> [WORK TASK]:
Across the data below, how many lines have the word "Counter" in them? Give the number and nothing else.

> [DATA FOR THE TASK]:

========================================

Issue #3112, opened 2017-08-25
Reloading Prometheus 2.0 has significant memory spikes


fabxc:
Since every scraper has a rather large cache now for all staleness handling and usage of `AddFast` a reload causes severe memory spikes of up to 2x.

On reload we terminate all scrapers as the configuration might have changed. In 2.0, each scraper carries a rather large cache around for staleness handling and usage of `AddFast`. Those caches are dropped and get re-created for all the "new" targets. The same happens with the known buffer sizes for each scraper.

We could investigate not purging all scrapers and instead try to hot-reload them as well where necessary. This needs some very careful consideration though.

@brian-brazil

siavashs:
I noticed that the number of open files are doubled during reload (kept open ~5 minutes)
<img width="606" alt="start_-_reload" src="https://user-images.githubusercontent.com/113189/32500310-4b2d57a8-c3d5-11e7-8ebd-ed2c7613a007.png">
^ markers: start, reload

roidelapluie:
It looks like 910c22418c9a94e6ccfbc46dd760f5f392a25775 fixed the initial issue.

roidelapluie:
I have taken this approach over at #6670.

There are only a few fields changes that won't trigger a new cache:
- honor_timestamp
- scrape_interval
- scrape_timeout
- sample_limit
- http_config

Issue #3858, opened 2018-02-17
config reloads cause huge increase in memory


jhorwit2:
**What did you do?**

I updated the config in a way that should not noticeably impact cpu/memory (updated the scrape timeout from 5s to 10s). 

**What did you expect to see?**

I expected the scrape timeout to increase, which it did and I expected CPU/memory usage to remain the same.

**What did you see instead? Under which circumstances?**

Memory spikes at reload time

![image](https://user-images.githubusercontent.com/3876739/36342894-f2fc3c18-13d2-11e8-97ab-1d64ebdab8fa.png)

I've noticed this happen with any config change as did the memory usage. The series created/removed and appended samples per second had no fluctuation.

**Environment**

* System information:

Running the prometheus 2.2.0-RC0 docker container from dockerhub
Host is `Linux 4.1.12-112.14.13.el7uek.x86_64 x86_64`

* Prometheus version:

```
prometheus, version 2.2.0-rc.0 (branch: HEAD, revision: 1fe05d40e4b2f4f7479048b1cc3c42865eb73bab)
  build user:       root@f7abb25edc70
  build date:       20180213-11:40:47
  go version:       go1.9.2
```

jhorwit2:
I should add I've noticed this on 2.1.0 as well. It causes OOMs once prometheus has enough data.

brian-brazil:
This is expected when you change your target labels, we need to create new chunks for all the new metrics.

jhorwit2:
@brian-brazil That's understandable, but I'm not changing any target labels in this scenario. The only thing i updated was the global scrape timeout (i had nothing timing out before i just wanted to prove this is why it was increasing).

brian-brazil:
In that case this was probably coincidental, 15M new chunks is going to take ~15GB of RAM. That's what the graphs you originally had in this bug indicates to me.

jhorwit2:
@brian-brazil the reason I removed that graph is I've since run it a couple more times and don't see a correlation between memory chunks increasing and the memory increase.

jhorwit2:
![image](https://user-images.githubusercontent.com/3876739/36343546-6efa9d98-13db-11e8-9d34-4ccf803fb3c3.png)

![image](https://user-images.githubusercontent.com/3876739/36343551-7ee37cb6-13db-11e8-84a5-168eee68ea04.png)

[...]

PR #3861, opened 2018-02-19
scrape: pass scrape cache to replacement loops

fabxc:
On reload we restart all loops to adapt to changed configurations. This
discarded all scrape caches which caused memory spikes due to rebuilding
them all after reload.
We only start a loop after its predecessor has terminated successfully.
Thus we can safely pass down the scrape cache.

@brian-brazil I _think_ this is safe. Targets between loops, and thereby the target labels which are part of the cached label sets, do not change and thus all cache entries should remain to be correct.
Put another very careful walk through the cases would be good.

#3112

### DIFF
--- a/scrape/scrape.go
+++ b/scrape/scrape.go
@@ -22,6 +22,7 @@ import (
 	"io"
 	"math"
 	"net/http"
+	"reflect"
 	"sync"
 	"time"
 	"unsafe"
@@ -130,7 +131,7 @@ type scrapePool struct {
 	cancel         context.CancelFunc
 
 	// Constructor for new scrape loops. This is settable for testing convenience.
-	newLoop func(*Target, scraper) loop
+	newLoop func(*Target, scraper, *scrapeCache) loop
 }
 
 const maxAheadTime = 10 * time.Minute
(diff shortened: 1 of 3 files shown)


krasi-georgiev:
should also close https://github.com/prometheus/prometheus/issues/3858

fabxc:
Oops, that was the one I actually wanted to mention :) Thanks

trnl:
@fabxc is it gonna be included in 2.2.0?

fabxc:
Depends on the review state – but we want to get 2.2 out rather sooner than later as it contains important fixes. So this being yet another non-trivial change, it might go out as a 2.3-beta instead.

scrape/scrape.go
```diff
@@ -197,6 +199,38 @@ func (sp *scrapePool) stop() {
 	wg.Wait()
 }
 
+func equalRelabelConfigs(as, bs []*config.RelabelConfig) bool {
```
brian-brazil: This seems a little fragile if we ever add more fields to actions. Could we use deep equal or move this into the relabel package?

krasi-georgiev:
should also close: https://github.com/prometheus/prometheus/issues/3112

roidelapluie:
I have taken this approach over at #6670

PR #3862, opened 2018-02-19
web: replace deprecated InstrumentHandler()

### LINKED ISSUE #3844: Switch from InstrumentHandler to InstrumentHandlerDuration
The current InstrumentHandler we are using in web.go is deprecated, we should replace it with InstrumentRoundTripperDuration.

simonpasquier:
This change replaces the deprecated InstrumentHandler function by the
equivalent functions from the promhttp package.

The following metrics are removed:

* http_request_duration_microseconds (Summary).
* http_request_size_bytes (Summary).
* http_requests_total (Counter).

And the following metrics are added instead:

* http_request_duration_seconds (Histogram).
* http_response_size_bytes (Histogram).
* promhttp_metric_handler_requests_in_flight (Gauge).
* promhttp_metric_handler_requests_total (Counter).

Fixes #3844.

In the initial version, I've chosen arbitrary bucket sizes for http_request_duration_seconds (0.05, 0.1, 0.25, 0.5, 1, 2.5, 5, 10) and http_response_size_bytes (200, 600, 1800, 5400, 16200, 48600, 145800, 437400). Not sure if they are optimal...

### DIFF
--- a/web/web.go
+++ b/web/web.go
@@ -170,9 +170,19 @@ type Options struct {
 	EnableAdminAPI       bool
 }
 
+func instrumentHandler(handlerName string, handler http.HandlerFunc) http.HandlerFunc {
+	return promhttp.InstrumentHandlerDuration(
+		requestDuration.MustCurryWith(prometheus.Labels{"handler": handlerName}),
+		promhttp.InstrumentHandlerResponseSize(
+			responseSize.MustCurryWith(prometheus.Labels{"handler": handlerName}),
+			handler,
+		),
+	)
+}
+
 // New initializes a new web Handler.
 func New(logger log.Logger, o *Options) *Handler {
-	router := route.New()
+	router := route.New().WithInstrumentation(instrumentHandler)
 	cwd, err := os.Getwd()
 
 	if err != nil {
@@ -206,16 +216,6 @@ func New(logger log.Logger, o *Options) *Handler {
 		ready: 0,
 	}
 
-	instrf := func(handlerName string, handler http.HandlerFunc) http.HandlerFunc {
-		return promhttp.InstrumentHandlerDuration(
-			requestDuration.MustCurryWith(prometheus.Labels{"handler": handlerName}),
-			promhttp.InstrumentHandlerResponseSize(
-				responseSize.MustCurryWith(prometheus.Labels{"handler": handlerName}),
-				handler,
-			),
-		)
-	}
-
 	h.apiV1 = api_v1.NewAPI(h.queryEngine, h.storage, h.scrapeManager, h.notifier,
 		func() config.Config {
 			h.mtx.RLock()
@@ -224,7 +224,6 @@ func New(logger log.Logger, o *Options) *Handler {
 		},
 		o.Flags,
 		h.testReady,
-		instrf,
 		h.options.TSDB,
 		h.options.EnableAdminAPI,
 	)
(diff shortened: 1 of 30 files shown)


beorn7:
Sorry for the delay. If no maintainer of this repo picks this up or assigns it, I guess I can review it, but my review queue is pretty long right now.

web/web.go
```diff
@@ -67,6 +68,29 @@ import (
 
 var localhostRepresentations = []string{"127.0.0.1", "localhost"}
 
+var (
+	requestDuration = prometheus.NewHistogramVec(
+		prometheus.HistogramOpts{
+			Name:    "http_request_duration_seconds",
+			Help:    "Histogram of latencies for HTTP requests.",
+			Buckets: []float64{.05, .1, .25, .5, 1, 2.5, 5, 10},
```
brian-brazil: Our timeout is 2m, we should probably go up at least that far

web/web.go
```diff
@@ -67,6 +68,29 @@ import (
...
+		},
+		[]string{"handler"},
+	)
+	responseSize = prometheus.NewHistogramVec(
+		prometheus.HistogramOpts{
+			Name:    "http_response_size_bytes",
+			Help:    "Histogram of response size for HTTP requests.",
+			Buckets: prometheus.ExponentialBuckets(200, 3.0, 8),
```
brian-brazil: A 100MB response is perfectly possible, I'd go for bigger jumps here and aim to top out around 1GB

web/web.go
```diff
@@ -67,6 +68,29 @@ import (
 
 var localhostRepresentations = []string{"127.0.0.1", "localhost"}
 
+var (
+	requestDuration = prometheus.NewHistogramVec(
+		prometheus.HistogramOpts{
+			Name:    "http_request_duration_seconds",
```
brian-brazil: prometheus_http_request_duration_seconds

web/web.go
```diff
@@ -189,6 +223,7 @@ func New(logger log.Logger, o *Options) *Handler {
 		},
 		o.Flags,
 		h.testReady,
+		instrf,
```
brian-brazil: Passing a metric down to a dependency is a bit of a smell. Could we do this in the router rather than on each of the routes individually?

simonpasquier: Agree that passing the instrumentation handler to build the API isn't required. I'm not sure what you mean by "could we do this in the router".
What I have in mind is to pass the instrumentation handler to the `Register()` method since it is the only one needing the handler.

https://github.com/prometheus/prometheus/blob/7b7e3506acb5e0e5f19de26d89bf9029d6e86ddf/web/api/v1/api.go#L155-L157

to

```
func (api *API) Register(r *route.Router, instrh func(handlerName string, handler http.HandlerFunc) http.HandlerFunc) {
...
```

brian-brazil: I'd go for the route that is passed in to already have everything needed

simonpasquier: I opened https://github.com/prometheus/common/pull/120. Is that what you had in mind?

web/web.go
```diff
@@ -202,38 +236,36 @@ func New(logger log.Logger, o *Options) *Handler {
...
-	router.Get("/alerts", readyf(instrf("alerts", h.alerts)))
-	router.Get("/graph", readyf(instrf("graph", h.graph)))
-	router.Get("/status", readyf(instrf("status", h.status)))
-	router.Get("/flags", readyf(instrf("flags", h.flags)))
-	router.Get("/config", readyf(instrf("config", h.serveConfig)))
-	router.Get("/rules", readyf(instrf("rules", h.rules)))
-	router.Get("/targets", readyf(instrf("targets", h.targets)))
-	router.Get("/version", readyf(instrf("version", h.version)))
-	router.Get("/service-discovery", readyf(instrf("servicediscovery", h.serviceDiscovery)))
+	router.Get("/alerts", readyf(instrumentHandler("alerts", h.alerts)))
```
brian-brazil: Why do you have the instrumentHandler here rather than using WithInstrumentation?

simonpasquier: Because of the other handlers like `/-/*` and `/debug/*` which aren't instrumented ([link](https://github.com/simonpasquier/prometheus/blob/2db058636409e32d7ab2cbb4dd00ea7095d9aa94/web/web.go#L271-L303)).

brian-brazil: I don't see any harm in instrumenting them.

simonpasquier:
@brian-brazil please take a look.

brian-brazil:
This looks perfect. I'll merge tomorrow.

web/web.go
Dominik-K: @brian-brazil What's the reason for prefixing `http_request_duration` with  `prometheus` now? I consider it as a non-Prometheus specific metric and it is a [standardized best practice](https://github.com/prometheus/docs/blob/master/content/docs/practices/naming.md#metric-names).

brian-brazil: These metrics are coming from the "prometheus library" and thus should be prefixed accordingly, so they don't clash with http metrics from other libraries.

DominikGM: The meaning of a `http_request_duration` shouldn't differ no matter which library creates it, shall it? I think a label like `metric_producer="client_golang"` is sufficient to bug-hunt in case a library offers values with different meaning. That way, looking at Prometheus metrics could still serve as best practice 👍
Prometheus (normally) adds a `job="prometheus"` label to the metric anyway.

Dominik-K: The meaning of a `http_request_duration` shouldn't differ no matter which library creates it, shall it? I think a label like `metric_producer="client_golang"` is sufficient to bug-hunt in case a library offers values with different meaning. That way, looking at Prometheus metrics could still serve as best practice 👍
Prometheus (normally) adds a `job="prometheus"` label to the metric anyway.

brian-brazil: I would be extremely surprised if it didn't differ. Each library has different semantics, different labels, and different middleware. The same request might hit multiple such libraries. Accordingly this does not make sense as one metric separated by labels.
In addition a metric should almost always live inside one file, largely for the above reasons.

PR #3863, opened 2018-02-19
Add OS type meta label to Azure SD

pharaujo:
There is currently no way to differentiate Windows instances from Linux ones in Azure SD. This is needed when you have a mix of node_exporters / wmi_exporters for OS-level metrics and you want to have them in separate scrape jobs.

This change allows you to do just that. Example:

```
  - job_name: 'node'
    azure_sd_configs:
      - <azure_sd_config>
    relabel_configs:
      - source_labels: [__meta_azure_machine_os_type]
        regex: Linux
        action: keep
```

The way the vendor'd AzureSDK provides to get the OsType is a bit awkward - as far as I can tell, this information can only be gotten from the startup disk. Newer versions of the SDK appear to improve this a
bit (by having OS information in the InstanceView), but the current way still works in them.

As per MAINTAINERS.md, can either @brian-brazil or @fabxc review this please?

### DIFF
--- a/discovery/azure/azure.go
+++ b/discovery/azure/azure.go
@@ -40,6 +40,7 @@ const (
 	azureLabelMachineID            = azureLabel + "machine_id"
 	azureLabelMachineResourceGroup = azureLabel + "machine_resource_group"
 	azureLabelMachineName          = azureLabel + "machine_name"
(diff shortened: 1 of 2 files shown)


brian-brazil:
Thanks!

========================================

> [ANSWER BELOW]:
2